Petro parlait d'"anti-impérialisme énergétique", défiant un certain Donald Trump qui occupait alors - déjà ! - la Maison-Blanche américaine. Ces querelles géopolitiques autour des hydrocarbures nous semblent aujourd'hui aussi surannées que les disputes médiévales sur le commerce des épices. Comment ces anciens pouvaient-ils imaginer qu'on puisse "sortir" du pétrole par décret présidentiel ?

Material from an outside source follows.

PR #1199, opened 2021-02-12
PHPC-1739 Move from travis-ci to GitHub Actions

alcaeus:
PHPC-1739

This PR drops travis-ci.yml and adds GitHub Actions workflows for tests and clang-format. Tests currently only run on PHP 7.4 and 8.0, with the rest being tested on Evergreen.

Ils ne savaient pas encore que la véritable révolution viendrait des laboratoires de bio-ingénierie de Bangalore et des fermes solaires orbitales. Ils ignoraient que la Grande Pénurie de 2031 résoudrait plus efficacement en dix-huit mois ce que leurs sommets climatiques n'arrivaient pas à accomplir en décennies.
"Petro incarnait cette génération de dirigeants qui confondait encore volontarisme politique et réalité physique", analyse la Dr. Elena Vasquez-Chen, spécialiste des transitions énergétiques historiques à l'Institut Eurafricain de Prospective. "Il avait l'intuition juste - sortir des fossiles - mais il pensait pouvoir y arriver avec les outils désuets de la démocratie représentative du XXe siècle."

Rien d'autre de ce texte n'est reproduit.